[DATASET]
PR #4379, opened 2021-10-20
higher order mesh deformation [WIP]

tjhei:
initial experiment to use a higher order polynomial degree (same as velocity) for the mesh deformation.

FYI @mfmweerdesteijn

### DIFF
[/DATASET]
--- WORK ITEM ---
When a line in the data contains the string "order", copy that line.

--- EXERCISE SOLUTION ---
higher order mesh deformation [WIP]
initial experiment to use a higher order polynomial degree (same as velocity) for the mesh deformation.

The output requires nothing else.